#### About this task
Below are some records; find each line that carries the word "requested" and copy it.

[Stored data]
****************

PR #49, opened 2026-05-10
feat(activities): leader schedule status management + types refactor

### LINKED ISSUE #23: Leader: cancel & delete activity
Allow leaders to delete their own activities.
DELETE /activities/:id on backend.
Show a cancellation notice on the activity card for registered participants. (For the "notice", you can decide if we should have it or not!)

gunnarwrld:
## Summary

Closes #23 by replacing hard-delete behavior with a schedule status update flow, and by cleaning up the shared API typing so controller responses are now typed consistently.

## What changed

Added:

`PATCH /api/activities/:activityId/schedules/:scheduleId/status`

This lets authorized leaders update a session to `CANCELLED`, `DELAYED`, `INACTIVE`, or `ACTIVE` without deleting the schedule row.

Why this approach:
- Preserves participation history.
- Avoids irreversible mistakes.
- Reuses existing `GET /api/schedules` response data so the frontend can show status changes without an extra endpoint.

### Types refactor
`src/types/api.types.ts` was split into domain files:

```text
src/types/
├── express/index.d.ts
├── auth.types.ts
├── activity.types.ts
└── index.ts
```

## Why the types refactor matters

This is not just cleanup.

- Controllers now use `Response<ApiResponse<Dto>>`, so TypeScript can catch response-shape mismatches at compile time.
- `ApiResponse<T>` now matches what controllers actually return, including `status: 'success'`.
- Types are grouped by domain instead of living in one catch-all file.
- Imports are standardized through `../types`, which makes usage simpler and more consistent.
- Adding new DTOs is easier and less conflict-prone.

## Notes

- `LEADER` can only update schedules for activities they own.
- `BOARD_MEMBER` and `ADMIN` can update any activity schedule.
- `src/types/express/index.d.ts` stays separate on purpose because it contains the Express `req.user` augmentation.


JuriRappold:
Just kinda a general question: Which HTTP method are we using for updates? PATCH or PUT? Because, so far I have used PUT, I think thats the methods used in the Project-board. Also don't rn know the difference between the two, only know that PATCH is newer and *might* not be supported by older browsers.

jasminerezai (approved):

jasminerezai:
@JuriRappold the distinction is PUT is used when you update the whole Activity (any field/multiple fields), PATCH is one single field like the status.

server/src/controllers/auth.controller.ts
```diff
@@ -46,7 +53,10 @@ export const loginHandler = asyncHandler(async (req: Request, res: Response) =>
...
 });
 
-export const getMeHandler = asyncHandler(async (req: Request, res: Response) => {
+export const getMeHandler = asyncHandler(async (
+  req: Request,
+  res: Response<ApiResponse<MeResponseDto>>,
+) => {
   // req.user is populated by the protect middleware after token verification
   res.status(200).json({
     status: 'success',
```
JuriRappold, line 62: Do we need the field `status: 'success'`, if we have the HTTP-status code 200?

gunnarwrld: Ye, both serve different purposes. The HTTP status code tells the client the transport succeeded, the request got through and the server responded. 

The `status: 'success'` field in the body is part of our response envelope contract. It's what lets the frontend distinguish a successful data response from an error shape `{ error: string, statusCode: number }` without having to check `res.status` directly every time.

It's also forward-looking, if we ever add partial success states (e.g. a batch operation where some items failed), the body status field gives us room to express that without changing HTTP codes. Stripe and most production APIs do this for exactly that reason.

That said, it's a convention choice.  If you guys prefer to rely purely on HTTP codes and drop `status: 'success'` from the body, that's valid too, but we'd need to do it consistently everywhere. Right now `ApiResponse<T>` in `types/index.ts` has `status: 'success'` established into the interface, so changing it means updating the type and all controllers at once. Happy to do that in a cleanup PR if you guys want!

jasminerezai: Agree with Gunnar here! keeping status: 'success' in the body is the right call. From the frontend side it also makes it much cleaner to handle responses consistently without checking HTTP codes every time. Let's keep it as is, thanks!

PR #50, opened 2026-05-10
Activities CRUD operations

### LINKED ISSUE #10: Activities CRUD endpoints
GET /activities --- public, no auth required
POST /activities --- leader only
PUT /activities/:id --- leader only
DELETE /activities/:id --- leader only

Each activity should include: title, sport, date/time, location, leaderId.

jasminerezai:
Mostly look into:
- activity.controller.ts
- createQueries.ts
- readQueries.ts / getAllActivities
- updateQueries.ts / updateActivity
- activity.routes.ts
- activity.types.ts
- activity.validator.ts

Most of these are files I changed since taking over the ticket.

Note for frontend developers:

Example request for POST `/api/activities`:
```json
{
  "name": "Breathwork",
  "location": "Jasmine's place",
  "description": "(optional, can be left null)",
  "notes": "(optional, can be left null)",
  "maxCapacity": 50, // optional, can be null
  "defaultStatus": "ACTIVE", // optional, can be null
  "leaders": [], // list of profile UUIDs, if empty, the creating user is assigned as leader 
  "timeSlots": [{
    "weekday": "MONDAY",
    "startAt": "18:00:00",
    "endAt": "19:30:00"
  }]
}
```

Example request for PUT `/api/activities/:activityId` (provide any field you want to change):
```json
{
  "maxCapacity": 100,
  "timeSlots": [
    {
      "weekday": "MONDAY",
      "startAt": "16:00:00",
      "endAt": "18:00:00"
    }
  ],
  "leaders": [
    "dd26dbc8-3401-4c38-a31c-9155f21bdc68"
  ]
}
```


gunnarwrld:
This controller needs to adapt to the changes being introduced in PR #49 before this merges.

PR #49 refactors the entire types layer:
- api.types.ts is deleted and replaced with domain-split files
- src/types/index.ts is introduced as the barrel — all consumers import from '../types', not individual files
- asyncHandler is updated to be a generic type adapter (no .catch(next) Express 5 handles that automatically)
- auth.controller.ts is updated to type res as Response<ApiResponse<Dto>> for compile-time response shape checking

Concrete changes needed here:
1. import { Activity } from "../types/activity.types" to import { Activity, TimeSlot } from "../types"
2. Activity and TimeSlot need to be re-exported from src/types/index.ts alongside the types from #49
3. Handler signatures should follow the same pattern as updateScheduleStatusHandler in #49, type res as Response<ApiResponse<YourDto>> so TS catches response shape mismatches at compile time
4. The nested try/catch blocks around Prisma calls should be removed, asyncHandler in #49 is a pass-through (just returns fn), so any throw already reaches errorHandler automatically. Only keep the try/catch around the Zod .parse() call.

server/src/controllers/user.controller.ts
```diff
@@ -0,0 +1,95 @@
+import READ  from '../db/readQueries'
```
JuriRappold: Maybe delete the file? Is probably cleaner this way, if we keep it separate, now that activities & favorites have separate branches.
Cause Im working on the favorite CRUD points rn.

server/src/db/deleteQueries.ts
```diff
@@ -0,0 +1,57 @@
+/*
```
JuriRappold: Same thing with the favorite CRUD points branch stuff.

server/src/db/readQueries.ts
```diff
@@ -0,0 +1,175 @@
...
+
+    /**
+     * @param profileId --> requires to be logged-in, i.e. we need an account
+     * @return Promise<ActivityTemplateModel[]>
+     *     **FAIL**
+     *     --> is empty if the profile doesn't have favorite activities
+     *     **SUCCESS**
+     *     --> array of ActivityTemplateModel objects
+     */
+    static async activitiesFavoritedBy(profileId: string): Promise<ActivityTemplateModel[] | undefined> {
```
JuriRappold: Same branch Favorite CRUD points branch thing

server/src/controllers/activity.controller.ts
```diff
@@ -0,0 +1,134 @@
...
+import { Request, Response } from "express";
+import { asyncHandler } from "../middleware/asyncHandler";
+
+import CREATE from "../db/createQueries";
+import DELETE from "../db/deleteQueries";
+import UPDATE from "../db/updateQueries";
+
+import READ from "../db/readQueries";
+import { CreateActivitySchema, DeleteActivitySchema, UpdateActivityGeneralSchema, UpdateActivityURLSchema } from "../validators/activity.validator";
+import { Activity } from "../types/activity.types";
```
gunnarwrld: Import path will break after PR #49 merges.

`import { Activity } from "../types/activity.types";`

Change to: `import { Activity, TimeSlot } from "../types";`

#49 deletes `api.types.ts` and introduces `src/types/index.ts` as the barrel. The convention going forward is all type imports come from `'../types',` never from the individual files directly. You also need to add `Activity` and `TimeSlot` to the barrel's re-exports in `index.ts`.

server/src/controllers/activity.controller.ts
```diff
@@ -0,0 +1,134 @@
...
+
+
+const newActivity = asyncHandler(
```
gunnarwrld: `asyncHandler` signature changed in PR #49, this usage is now wrong.

#49 rewrites `asyncHandler` as a generic type adapter:
  `export function asyncHandler<P, ResBody, ReqBody, ReqQuery>(fn: ...) { return fn; }`

It no longer wraps with `.catch(next)`. Express 5 forwards async throws automatically, so the wrapper is now purely a TypeScript utility for narrowing `req/res` types.

You could adapt the handlers to follow the pattern from #49's `updateScheduleStatusHandler`:

  `export const newActivity = asyncHandler(async (
    req: Request<{}, ApiResponse<ActivityDto>, Activity>,
    res: Response<ApiResponse<ActivityDto>>,
  ) => { ... });`

JuriRappold (changes requested):
Good Job!! And sorry again for the mess.
If you want to I can pull this branch and remove request changes i made myself, since its my fault :)

server/src/controllers/activity.controller.ts
```diff
@@ -0,0 +1,134 @@
...
+            }
+        }
+
+        try {
+            const data = await CREATE.newActivity(newActivity);
+            res.status(201).json({
+                status: "success",
+                data,
+            });
+        } catch (error) {
```
gunnarwrld: Nested `try/catch` around Prisma calls should be removed.

Because `asyncHandler` in #49 is a pass-through (just returns `fn`), any uncaught throw (including Prisma errors) already goes to `errorHandler` automatically.

Only keep the `try/catch` around the Zod `.parse()` call, that one is intentional because you need to convert a ZodError into an `ApiError.badRequest`.

Same applies to the `try/catch` blocks in `updateActivity`, `deleteActivity`, and `getActivities`.

server/src/types/activity.types.ts
```diff
@@ -0,0 +1,18 @@
+import { Weekday, ActivityStatus } from '../db/prisma';
```
gunnarwrld, line 1: Conflict with PR #49: same filename, different content.

PR #49 already creates src/types/activity.types.ts with:
  - UpdateScheduleStatusBody
  - UpdateScheduleStatusDto

This branch creates src/types/activity.types.ts with:
  - Activity
  - TimeSlot

These will collide on merge.
  - Keep both sets of types in the same file (they're all activity-domain types)
  - Then re-export ALL of them from src/types/index.ts:
      export type { Activity, TimeSlot, UpdateScheduleStatusBody, UpdateScheduleStatusDto } from './activity.types';

Do not leave Activity and TimeSlot out of the barrel or imports across the codebase will be inconsistent.

server/src/routes/activity.routes.ts
```diff
@@ -0,0 +1,32 @@
+import { Router } from 'express';
+import { controller } from "../controllers/activity.controller";
+
+import READ from "../db/readQueries";
+import { protect, restrictTo } from "../middleware/auth.middleware";
```
gunnarwrld: Auth middleware name conflict with PR #49.

PR #49 uses: `import { authMiddleware, restrictToMinRole } from '../middleware/auth'`;
This branch uses: `import { protect, restrictTo } from '../middleware/auth.middleware'`;

Migrate this file to:
  `import { authMiddleware, restrictToMinRole } from '../middleware/auth';`
  `router.post('', authMiddleware, restrictToMinRole('LEADER'), controller.newActivity);`

server/src/routes/activity.routes.ts
```diff
@@ -0,0 +1,32 @@
...
+import { ProfileRole } from "../db/prisma";
+
+export const router: Router = Router(); // express.
```
gunnarwrld: Router export convention conflicts with PR #49.

PR #49 uses: `export default router`
This file uses: `export const router = Router()`;

Maybe we should use default export as it is the standard for route files. (We'll have to update `app.ts` accordingly as ` import activityRoutes from './routes/activity.routes';`

server/src/app.ts
```diff
@@ -1,14 +1,18 @@
...
 import { errorHandler } from './middleware/errorHandler';
+
+// routers
+import {router as scheduleRoutes} from './routes/schedule.routes';
 import authRoutes from './routes/auth.routes';
-=======
-import { errorHandler } from './middleware/errorHandler.js';
->>>>>>> main
+import {router as userRoutes} from './routes/user.routes';
+import {router as activityRoutes} from './routes/activity.routes'
```
gunnarwrld: Route file naming conflict with PR #49.

#49 creates: `src/routes/activities.routes.ts` (plural, default export)
This branch creates: `src/routes/activity.routes.ts` (singular, named export)

Both register under `app.use('/api/activities', ...)`. After merge there will be two route files for the same prefix. We should consolidate into one file  `activities.routes.ts` (plural) to match the REST resource naming and merge the routes from both branches into it.

server/src/db/createQueries.ts
```diff
@@ -0,0 +1,38 @@
...
+                },
+            },
+            include: {
+                leaders: true,
+                timeSlots: true
+            }
+        });
+        return activity;
+    }
+}
```
gunnarwrld, line 38: `addFavorites` is missing but called in `user.controller.ts`

server/src/routes/activity.routes.ts
```diff
@@ -0,0 +1,32 @@
...
+
+
+//get all profiles that have favorited this activity:
+router.get('/favorites', protect, restrictTo(ProfileRole.LEADER, ProfileRole.BOARD_MEMBER, ProfileRole.ADMIN), async (_req, res) => {
+    res.json(await READ.profilesFavorited('6233715d-5631-4e2b-8236-2d39ec323b47'));
```
gunnarwrld: I dont really know if this is on purpose but we should not use Hardcoded UUID in a live route.

`READ.profilesFavorited('6233715d-...')` ignores `req.params` entirely. This also bypasses `asyncHandler`, so any throw here is an unhandled rejection that crashes the server.

Maybe we could turn this into `/:id/favorites`, read `req.params.id`, and route through the controller.

server/src/routes/activity.routes.ts
```diff
@@ -0,0 +1,32 @@
...
+});
+
+// get all participants of an activity, add date parameter
+router.get('/participants', protect, restrictTo(ProfileRole.LEADER, ProfileRole.BOARD_MEMBER, ProfileRole.ADMIN), async (_req, res) => {
```
gunnarwrld: Same issue as above, hardcoded UUID, no `asyncHandler`, crashes on throw.

Fix:`/:id/participants` through the controller.

server/src/controllers/activity.controller.ts
```diff
@@ -0,0 +1,134 @@
...
+        try {
+            newActivity = CreateActivitySchema.parse(req.body);
+        } catch (error) {
+            console.error(error);
+            throw ApiError.badRequest(`Invalid request body: ${error}`);
+        }
+
+        // If no leaders provided, assign the creator as the leader
+        if (!newActivity.leaders || newActivity.leaders.length === 0) {
+            if (req.user?.id) {
```
gunnarwrld: Branch not rebased on `main`, `req.user` has no type here.

`main` already has `server/src/types/express/index.d.ts` which establishes Request with `req.user: { id: string; role: ProfileRole }`. This branch never pulled that in, so every `req.user?.id` access in the controllers has no type backing.

server/src/utils/weekCalculator.ts
```diff
@@ -0,0 +1,161 @@
...
+        if(monthInYear < JANUARY){
+            year--;
+            monthInYear = DECEMBER - Math.abs(monthInYear);
+        }
+        daysInTheMonth = Number(months[monthInYear]);
+        dayInMonth = daysInTheMonth - Math.abs(dayInMonth);
+    }
+
+    return new Date(Date.UTC(year, monthInYear, dayInMonth));
+}
```
gunnarwrld, line 41: I just wanted to say wow, great job @jasminerezai this is amazing!

server/src/controllers/user.controller.ts
gunnarwrld: Agreed, maybe we could delete `user.controller.ts` from this PR entirely. The favorites CRUD belongs on its own branch and will conflict with whatever you're building now anyway. Imo same applies to `user.routes.ts` its better to remove it from this PR and from `app.ts`registration. The `app.use('/api/users', userRoutes)` line in `app.ts` should be commented back out until the favorites branch is ready to merge.

server/src/db/deleteQueries.ts
gunnarwrld: Yep, same here we could remove `deleteFavorites` from `deleteQueries.ts` for this PR and let the `favorites` branch own it.

server/src/db/readQueries.ts
gunnarwrld: Agreed, `activitiesFavoritedBy`and `profilesFavorited` belong on the favorites branch, not here. 

`logIn` should also be removed  cause `auth.service.ts` on main already calls `prisma.profile.findUnique` directly and the refactor to use `READ.logIn` in this branch is unnecessary

 `participantsOf` is activity-domain, so it can stay but fix the typo from `partipantsOf` to `participantsOf`.

gunnarwrld (changes requested):
Hey guyyyyys

Overall the query layer is well structured and it's clear a LOT of work went into this the `READ/CREATE/UPDATE/DELETE` class split is clean and the Zod validation on the activity routes is a solid addition.

That said, this PR needs a few things resolved before it can merge, mostly because of 
conflicts with PR #49 (my branch). Sorry for the mess hehe, I did a types refactor and a 
middleware rename without flagging it early enough, which is now creating friction here. 
I think the refactor will pay off once everything is aligned (typed res bodies catch 
response shape bugs at compile time and the barrel makes imports consistent across the whole codebase), but right now it means you have some rework to do and that's on me, im sorry.

Main blockers:
- `src/types/activity.types.ts` conflicts directly with the same file in #49 (needs to be 
  merged into one coherent file and re-exported through `src/types/index.ts`)
- The auth middleware used here (`protect / restrictTo`) is a different implementation from the one in #49 (`authMiddleware / restrictToMinRole`)
- `asyncHandler` was rewritten in #49 as a generic type adapter, the nested `try/catch` blocks around Prisma calls in the controller can be removed
- `activities.routes.ts` (#49) and `activity.routes.ts` (this branch) both register under 
  /api/activities (these need to be consolidated into one file before both PRs land on main)

Inline comments have the specifics for each of these. Again im so sorry guys and have a goodnight haha

server/src/utils/weekCalculator.ts
jasminerezai: That was Juri hahaha

server/src/routes/activity.routes.ts
jasminerezai: I'm guessing it was Juri's testing code, I'll delete it from here

gunnarwrld (approved):

isaqelle:
Great job on this Jasmine!

gunnarwrld (approved):
Everything looks great! The `weekCalculator` refactor is awesome and letting `setUTCDate()` handle all the overflow logic instead of doing it manually is such a great idea, and it fixes the Sunday bug too. Not sure why the migrations keep sneaking in but other than that everything looks perfect. Amazing job Jasmine!! 🎉

JuriRappold (approved):
Good Job! Hella nice clean-up of the code.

****************

#### Answer box
JuriRappold (changes requested):
gunnarwrld (changes requested):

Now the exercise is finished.